What the task requires:
Only a number is wanted: how many lines in the listing contain the word "fixture"?

Entries shown:
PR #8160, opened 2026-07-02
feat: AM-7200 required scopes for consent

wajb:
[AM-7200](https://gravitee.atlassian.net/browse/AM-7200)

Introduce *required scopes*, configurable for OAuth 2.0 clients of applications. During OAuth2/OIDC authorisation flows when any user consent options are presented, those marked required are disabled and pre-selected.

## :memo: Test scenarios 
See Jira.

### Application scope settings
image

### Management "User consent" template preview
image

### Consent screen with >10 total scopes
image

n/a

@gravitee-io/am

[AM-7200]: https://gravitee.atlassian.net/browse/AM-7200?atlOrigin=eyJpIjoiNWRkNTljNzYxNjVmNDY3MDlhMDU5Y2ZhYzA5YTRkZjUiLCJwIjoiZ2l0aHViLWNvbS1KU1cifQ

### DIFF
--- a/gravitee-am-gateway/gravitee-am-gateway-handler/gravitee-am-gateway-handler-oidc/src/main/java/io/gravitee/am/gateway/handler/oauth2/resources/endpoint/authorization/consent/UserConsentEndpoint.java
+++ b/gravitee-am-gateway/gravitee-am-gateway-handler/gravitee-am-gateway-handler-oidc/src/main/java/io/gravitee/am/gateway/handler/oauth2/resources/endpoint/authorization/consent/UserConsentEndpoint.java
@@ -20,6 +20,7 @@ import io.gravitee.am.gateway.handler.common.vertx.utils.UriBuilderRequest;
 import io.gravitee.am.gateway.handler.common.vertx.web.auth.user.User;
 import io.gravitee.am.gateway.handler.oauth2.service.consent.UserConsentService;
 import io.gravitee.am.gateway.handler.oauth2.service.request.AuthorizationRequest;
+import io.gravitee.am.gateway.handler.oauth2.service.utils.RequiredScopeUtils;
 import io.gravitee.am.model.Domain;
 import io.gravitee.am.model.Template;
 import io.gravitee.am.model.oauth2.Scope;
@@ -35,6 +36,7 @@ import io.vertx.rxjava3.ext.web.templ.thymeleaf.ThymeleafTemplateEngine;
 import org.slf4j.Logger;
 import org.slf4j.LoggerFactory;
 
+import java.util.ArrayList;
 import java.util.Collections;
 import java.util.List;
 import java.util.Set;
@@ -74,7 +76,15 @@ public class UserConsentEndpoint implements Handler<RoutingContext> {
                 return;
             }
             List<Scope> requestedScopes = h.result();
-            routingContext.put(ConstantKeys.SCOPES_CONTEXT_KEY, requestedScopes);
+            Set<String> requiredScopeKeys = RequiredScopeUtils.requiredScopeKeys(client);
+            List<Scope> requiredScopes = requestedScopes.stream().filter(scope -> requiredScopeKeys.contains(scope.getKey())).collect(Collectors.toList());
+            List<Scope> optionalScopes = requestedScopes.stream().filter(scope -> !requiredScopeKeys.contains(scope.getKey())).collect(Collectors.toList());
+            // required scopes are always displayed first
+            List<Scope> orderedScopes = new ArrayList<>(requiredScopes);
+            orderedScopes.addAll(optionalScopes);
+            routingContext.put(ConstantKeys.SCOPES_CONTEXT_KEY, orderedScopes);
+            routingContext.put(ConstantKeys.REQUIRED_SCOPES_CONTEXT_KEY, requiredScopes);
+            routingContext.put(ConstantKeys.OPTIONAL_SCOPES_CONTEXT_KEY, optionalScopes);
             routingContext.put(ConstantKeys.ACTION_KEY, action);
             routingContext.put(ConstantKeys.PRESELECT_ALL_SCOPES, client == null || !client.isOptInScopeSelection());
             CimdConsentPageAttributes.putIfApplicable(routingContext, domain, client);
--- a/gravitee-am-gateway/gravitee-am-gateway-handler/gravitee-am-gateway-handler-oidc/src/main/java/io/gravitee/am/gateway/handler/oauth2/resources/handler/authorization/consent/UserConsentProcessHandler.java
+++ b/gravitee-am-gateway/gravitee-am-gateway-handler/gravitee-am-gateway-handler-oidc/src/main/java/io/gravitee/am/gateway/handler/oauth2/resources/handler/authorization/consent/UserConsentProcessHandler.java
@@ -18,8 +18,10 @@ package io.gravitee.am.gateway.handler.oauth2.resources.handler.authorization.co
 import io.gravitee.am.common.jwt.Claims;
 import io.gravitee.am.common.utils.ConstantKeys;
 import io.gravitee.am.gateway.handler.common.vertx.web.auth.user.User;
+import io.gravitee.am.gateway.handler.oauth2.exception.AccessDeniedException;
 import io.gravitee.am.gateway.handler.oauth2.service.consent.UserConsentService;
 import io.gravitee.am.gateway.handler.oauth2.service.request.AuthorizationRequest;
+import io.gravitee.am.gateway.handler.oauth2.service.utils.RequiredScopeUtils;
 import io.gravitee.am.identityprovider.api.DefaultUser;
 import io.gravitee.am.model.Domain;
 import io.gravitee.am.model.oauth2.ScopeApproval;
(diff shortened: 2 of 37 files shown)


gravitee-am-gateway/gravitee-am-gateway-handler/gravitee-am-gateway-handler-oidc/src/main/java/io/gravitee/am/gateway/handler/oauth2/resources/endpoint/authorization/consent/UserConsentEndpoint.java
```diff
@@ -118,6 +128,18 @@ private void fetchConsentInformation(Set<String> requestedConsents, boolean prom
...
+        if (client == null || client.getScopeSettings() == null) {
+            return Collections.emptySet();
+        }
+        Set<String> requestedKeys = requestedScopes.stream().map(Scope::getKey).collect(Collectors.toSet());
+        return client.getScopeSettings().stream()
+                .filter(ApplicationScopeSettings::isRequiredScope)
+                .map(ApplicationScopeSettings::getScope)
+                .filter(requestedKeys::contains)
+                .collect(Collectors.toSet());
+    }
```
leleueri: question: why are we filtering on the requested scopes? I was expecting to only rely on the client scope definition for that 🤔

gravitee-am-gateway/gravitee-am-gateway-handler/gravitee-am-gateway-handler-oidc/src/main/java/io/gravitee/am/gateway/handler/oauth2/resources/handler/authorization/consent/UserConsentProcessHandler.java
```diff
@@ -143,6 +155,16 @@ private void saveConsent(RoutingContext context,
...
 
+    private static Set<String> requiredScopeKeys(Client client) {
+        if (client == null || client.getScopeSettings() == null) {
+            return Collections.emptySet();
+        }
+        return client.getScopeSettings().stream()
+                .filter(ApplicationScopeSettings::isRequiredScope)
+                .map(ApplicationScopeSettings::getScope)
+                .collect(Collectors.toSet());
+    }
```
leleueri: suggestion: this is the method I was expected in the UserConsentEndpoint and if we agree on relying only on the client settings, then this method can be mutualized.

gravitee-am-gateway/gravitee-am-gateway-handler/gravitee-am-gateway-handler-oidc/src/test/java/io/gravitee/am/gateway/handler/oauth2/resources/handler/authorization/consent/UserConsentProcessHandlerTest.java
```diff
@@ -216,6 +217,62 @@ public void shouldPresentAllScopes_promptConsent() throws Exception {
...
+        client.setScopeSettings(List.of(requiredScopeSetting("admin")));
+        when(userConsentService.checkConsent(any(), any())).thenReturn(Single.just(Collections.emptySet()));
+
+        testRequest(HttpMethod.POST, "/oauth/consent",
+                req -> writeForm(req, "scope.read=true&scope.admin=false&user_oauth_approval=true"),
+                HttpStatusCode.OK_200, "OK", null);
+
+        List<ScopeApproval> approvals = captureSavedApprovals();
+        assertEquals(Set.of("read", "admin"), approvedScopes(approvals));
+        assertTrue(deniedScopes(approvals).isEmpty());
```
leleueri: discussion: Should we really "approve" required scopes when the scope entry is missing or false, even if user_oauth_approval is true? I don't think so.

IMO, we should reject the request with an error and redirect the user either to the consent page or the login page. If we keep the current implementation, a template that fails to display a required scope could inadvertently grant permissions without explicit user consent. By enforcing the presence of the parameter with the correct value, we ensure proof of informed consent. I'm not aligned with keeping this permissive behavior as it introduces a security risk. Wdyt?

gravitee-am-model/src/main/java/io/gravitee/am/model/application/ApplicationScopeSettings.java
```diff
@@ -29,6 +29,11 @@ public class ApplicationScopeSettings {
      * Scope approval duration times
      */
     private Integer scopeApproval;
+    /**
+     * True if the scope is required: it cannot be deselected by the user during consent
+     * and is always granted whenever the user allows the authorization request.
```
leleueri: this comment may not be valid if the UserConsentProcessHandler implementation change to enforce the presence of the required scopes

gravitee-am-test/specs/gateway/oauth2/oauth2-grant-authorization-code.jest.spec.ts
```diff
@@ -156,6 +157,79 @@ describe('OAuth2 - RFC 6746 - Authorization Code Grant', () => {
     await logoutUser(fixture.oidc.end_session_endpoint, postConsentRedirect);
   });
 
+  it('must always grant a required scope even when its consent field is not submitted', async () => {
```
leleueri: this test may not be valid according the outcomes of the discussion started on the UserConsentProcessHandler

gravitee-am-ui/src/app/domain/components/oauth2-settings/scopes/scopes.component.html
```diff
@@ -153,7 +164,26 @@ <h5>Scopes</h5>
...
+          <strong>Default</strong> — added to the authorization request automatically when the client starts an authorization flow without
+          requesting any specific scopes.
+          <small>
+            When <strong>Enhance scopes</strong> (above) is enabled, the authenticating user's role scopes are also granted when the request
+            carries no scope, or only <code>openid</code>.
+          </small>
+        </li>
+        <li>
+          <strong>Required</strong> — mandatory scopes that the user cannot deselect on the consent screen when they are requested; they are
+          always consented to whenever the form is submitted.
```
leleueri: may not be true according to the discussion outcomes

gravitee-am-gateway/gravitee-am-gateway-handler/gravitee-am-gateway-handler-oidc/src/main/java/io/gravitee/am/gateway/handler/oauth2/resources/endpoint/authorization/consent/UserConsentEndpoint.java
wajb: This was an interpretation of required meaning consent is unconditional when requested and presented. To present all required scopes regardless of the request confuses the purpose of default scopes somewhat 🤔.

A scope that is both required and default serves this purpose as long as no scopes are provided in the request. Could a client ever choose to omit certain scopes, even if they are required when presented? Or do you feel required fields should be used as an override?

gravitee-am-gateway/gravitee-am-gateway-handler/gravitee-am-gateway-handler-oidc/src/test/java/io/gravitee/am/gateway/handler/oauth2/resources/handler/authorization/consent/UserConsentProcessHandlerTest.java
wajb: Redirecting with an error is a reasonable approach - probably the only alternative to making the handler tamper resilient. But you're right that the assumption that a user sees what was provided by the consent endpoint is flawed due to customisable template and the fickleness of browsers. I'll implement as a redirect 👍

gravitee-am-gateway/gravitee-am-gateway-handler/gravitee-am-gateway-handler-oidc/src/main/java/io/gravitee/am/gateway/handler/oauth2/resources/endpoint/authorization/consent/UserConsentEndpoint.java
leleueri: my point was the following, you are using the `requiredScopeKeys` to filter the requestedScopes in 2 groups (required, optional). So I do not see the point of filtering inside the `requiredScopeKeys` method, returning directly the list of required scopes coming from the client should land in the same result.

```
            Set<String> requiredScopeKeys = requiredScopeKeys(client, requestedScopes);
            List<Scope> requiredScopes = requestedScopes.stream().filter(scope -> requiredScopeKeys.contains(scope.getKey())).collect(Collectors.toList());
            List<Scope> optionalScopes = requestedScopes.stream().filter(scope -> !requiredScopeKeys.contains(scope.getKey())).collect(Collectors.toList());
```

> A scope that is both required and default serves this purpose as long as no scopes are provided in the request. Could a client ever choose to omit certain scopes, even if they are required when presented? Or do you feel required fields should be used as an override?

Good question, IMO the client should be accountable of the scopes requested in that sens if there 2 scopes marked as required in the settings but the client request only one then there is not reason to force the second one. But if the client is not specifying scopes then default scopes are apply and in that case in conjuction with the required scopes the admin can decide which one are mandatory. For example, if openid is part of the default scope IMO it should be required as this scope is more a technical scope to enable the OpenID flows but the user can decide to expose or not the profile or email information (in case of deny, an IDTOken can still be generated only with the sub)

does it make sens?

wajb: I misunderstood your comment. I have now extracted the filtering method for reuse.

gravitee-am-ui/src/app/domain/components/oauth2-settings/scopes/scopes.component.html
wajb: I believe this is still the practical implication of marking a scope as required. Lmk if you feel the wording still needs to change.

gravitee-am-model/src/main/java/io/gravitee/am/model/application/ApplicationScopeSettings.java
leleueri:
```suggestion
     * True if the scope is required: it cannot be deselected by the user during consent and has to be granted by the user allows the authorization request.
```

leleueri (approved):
---
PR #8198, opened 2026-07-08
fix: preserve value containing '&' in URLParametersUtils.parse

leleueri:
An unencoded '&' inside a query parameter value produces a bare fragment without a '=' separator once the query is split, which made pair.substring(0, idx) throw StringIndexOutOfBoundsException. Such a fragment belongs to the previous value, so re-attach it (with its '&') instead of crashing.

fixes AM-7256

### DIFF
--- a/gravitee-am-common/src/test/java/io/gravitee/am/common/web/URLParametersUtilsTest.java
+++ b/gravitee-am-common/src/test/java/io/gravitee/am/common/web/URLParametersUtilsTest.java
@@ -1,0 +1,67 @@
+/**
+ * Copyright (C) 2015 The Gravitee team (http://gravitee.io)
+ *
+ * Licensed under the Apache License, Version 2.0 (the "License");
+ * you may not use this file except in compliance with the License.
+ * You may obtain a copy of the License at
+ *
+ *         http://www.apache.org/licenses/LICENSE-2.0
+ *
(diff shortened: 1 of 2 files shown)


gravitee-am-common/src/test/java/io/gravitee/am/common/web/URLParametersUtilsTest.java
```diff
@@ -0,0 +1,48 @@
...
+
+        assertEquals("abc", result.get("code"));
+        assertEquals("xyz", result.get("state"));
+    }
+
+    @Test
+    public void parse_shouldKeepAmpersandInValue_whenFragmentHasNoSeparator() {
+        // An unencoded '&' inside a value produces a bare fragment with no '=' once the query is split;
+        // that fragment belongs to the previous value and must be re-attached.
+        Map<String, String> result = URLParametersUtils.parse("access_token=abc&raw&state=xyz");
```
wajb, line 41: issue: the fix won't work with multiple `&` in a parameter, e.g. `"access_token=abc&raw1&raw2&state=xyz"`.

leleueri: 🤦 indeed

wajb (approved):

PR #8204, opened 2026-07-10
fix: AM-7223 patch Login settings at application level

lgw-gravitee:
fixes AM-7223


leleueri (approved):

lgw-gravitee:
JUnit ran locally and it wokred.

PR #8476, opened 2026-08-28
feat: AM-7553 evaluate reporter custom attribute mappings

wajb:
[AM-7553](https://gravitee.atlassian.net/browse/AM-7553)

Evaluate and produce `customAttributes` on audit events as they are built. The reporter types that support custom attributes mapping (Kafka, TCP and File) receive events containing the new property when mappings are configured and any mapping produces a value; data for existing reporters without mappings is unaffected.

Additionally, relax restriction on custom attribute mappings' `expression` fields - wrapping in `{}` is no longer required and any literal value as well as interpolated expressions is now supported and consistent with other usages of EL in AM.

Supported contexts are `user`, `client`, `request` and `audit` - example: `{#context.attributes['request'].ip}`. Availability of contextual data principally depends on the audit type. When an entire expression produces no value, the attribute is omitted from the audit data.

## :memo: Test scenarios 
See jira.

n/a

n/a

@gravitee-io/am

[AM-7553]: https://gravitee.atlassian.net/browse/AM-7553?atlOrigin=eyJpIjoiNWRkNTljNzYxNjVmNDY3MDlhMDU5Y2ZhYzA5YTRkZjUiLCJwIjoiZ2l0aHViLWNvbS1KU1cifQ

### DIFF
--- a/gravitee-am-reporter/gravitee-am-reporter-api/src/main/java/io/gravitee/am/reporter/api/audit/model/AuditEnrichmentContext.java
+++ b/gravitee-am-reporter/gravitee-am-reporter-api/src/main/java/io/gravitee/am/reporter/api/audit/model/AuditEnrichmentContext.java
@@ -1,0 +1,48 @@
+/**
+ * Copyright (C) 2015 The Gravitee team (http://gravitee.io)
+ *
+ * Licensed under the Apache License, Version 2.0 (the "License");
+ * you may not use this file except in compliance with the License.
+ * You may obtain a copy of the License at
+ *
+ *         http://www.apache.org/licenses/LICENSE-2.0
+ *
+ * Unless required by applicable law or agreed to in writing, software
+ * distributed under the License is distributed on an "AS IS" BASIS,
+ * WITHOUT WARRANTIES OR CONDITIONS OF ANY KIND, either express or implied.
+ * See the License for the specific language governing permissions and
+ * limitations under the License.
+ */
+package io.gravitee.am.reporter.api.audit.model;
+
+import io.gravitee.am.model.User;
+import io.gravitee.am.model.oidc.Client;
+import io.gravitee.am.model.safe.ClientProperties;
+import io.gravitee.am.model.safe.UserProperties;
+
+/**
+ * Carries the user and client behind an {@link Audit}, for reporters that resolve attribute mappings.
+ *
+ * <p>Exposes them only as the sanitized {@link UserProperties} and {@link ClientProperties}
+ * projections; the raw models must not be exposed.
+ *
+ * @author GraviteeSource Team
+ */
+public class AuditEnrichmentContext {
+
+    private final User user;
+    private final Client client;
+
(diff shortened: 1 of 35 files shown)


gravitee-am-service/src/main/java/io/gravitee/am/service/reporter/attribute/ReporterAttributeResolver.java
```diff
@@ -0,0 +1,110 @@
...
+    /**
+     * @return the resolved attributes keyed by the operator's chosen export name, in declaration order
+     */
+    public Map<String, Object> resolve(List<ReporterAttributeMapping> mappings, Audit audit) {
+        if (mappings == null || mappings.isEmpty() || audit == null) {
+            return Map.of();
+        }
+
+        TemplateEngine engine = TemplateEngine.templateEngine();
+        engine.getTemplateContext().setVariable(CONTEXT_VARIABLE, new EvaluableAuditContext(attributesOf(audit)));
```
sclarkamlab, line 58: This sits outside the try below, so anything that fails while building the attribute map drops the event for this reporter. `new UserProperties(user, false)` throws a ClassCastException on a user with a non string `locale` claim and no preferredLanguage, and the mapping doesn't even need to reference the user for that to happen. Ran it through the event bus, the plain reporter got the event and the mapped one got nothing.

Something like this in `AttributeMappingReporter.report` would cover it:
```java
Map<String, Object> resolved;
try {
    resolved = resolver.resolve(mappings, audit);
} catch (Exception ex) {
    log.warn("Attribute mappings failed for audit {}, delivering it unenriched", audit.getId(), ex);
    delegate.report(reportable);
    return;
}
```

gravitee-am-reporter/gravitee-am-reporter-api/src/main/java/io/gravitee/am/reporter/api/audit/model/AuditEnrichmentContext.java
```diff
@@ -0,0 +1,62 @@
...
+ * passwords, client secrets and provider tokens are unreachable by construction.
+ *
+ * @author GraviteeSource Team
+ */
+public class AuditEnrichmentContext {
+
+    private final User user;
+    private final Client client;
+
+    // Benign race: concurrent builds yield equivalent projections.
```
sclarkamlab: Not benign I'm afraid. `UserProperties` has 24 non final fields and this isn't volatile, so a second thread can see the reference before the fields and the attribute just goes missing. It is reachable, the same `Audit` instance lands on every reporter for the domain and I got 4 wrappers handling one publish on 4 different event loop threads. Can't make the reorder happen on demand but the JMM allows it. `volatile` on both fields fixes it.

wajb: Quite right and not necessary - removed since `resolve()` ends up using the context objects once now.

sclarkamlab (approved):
==
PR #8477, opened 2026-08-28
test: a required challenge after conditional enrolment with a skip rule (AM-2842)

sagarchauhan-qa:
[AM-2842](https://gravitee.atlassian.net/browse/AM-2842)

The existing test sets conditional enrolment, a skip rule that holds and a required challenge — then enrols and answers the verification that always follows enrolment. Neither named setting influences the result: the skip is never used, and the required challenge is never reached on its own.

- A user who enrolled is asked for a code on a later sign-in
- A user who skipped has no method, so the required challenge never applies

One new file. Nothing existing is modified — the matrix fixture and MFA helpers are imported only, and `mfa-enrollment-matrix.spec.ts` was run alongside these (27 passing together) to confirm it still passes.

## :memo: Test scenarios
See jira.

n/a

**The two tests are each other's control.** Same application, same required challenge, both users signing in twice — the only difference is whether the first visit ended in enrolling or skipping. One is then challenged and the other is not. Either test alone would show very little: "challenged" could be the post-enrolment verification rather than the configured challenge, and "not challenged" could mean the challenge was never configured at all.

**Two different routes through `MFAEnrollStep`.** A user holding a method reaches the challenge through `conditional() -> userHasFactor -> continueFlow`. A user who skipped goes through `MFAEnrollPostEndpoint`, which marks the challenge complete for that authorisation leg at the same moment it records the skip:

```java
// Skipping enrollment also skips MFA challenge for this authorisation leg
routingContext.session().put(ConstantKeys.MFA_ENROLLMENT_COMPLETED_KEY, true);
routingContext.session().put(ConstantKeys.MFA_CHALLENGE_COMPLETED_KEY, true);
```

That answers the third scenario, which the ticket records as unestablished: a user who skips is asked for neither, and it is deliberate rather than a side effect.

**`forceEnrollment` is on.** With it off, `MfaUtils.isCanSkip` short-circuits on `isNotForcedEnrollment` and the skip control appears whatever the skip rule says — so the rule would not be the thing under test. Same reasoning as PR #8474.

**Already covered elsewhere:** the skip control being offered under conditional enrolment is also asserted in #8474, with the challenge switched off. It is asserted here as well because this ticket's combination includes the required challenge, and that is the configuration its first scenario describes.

Exercise answer:
2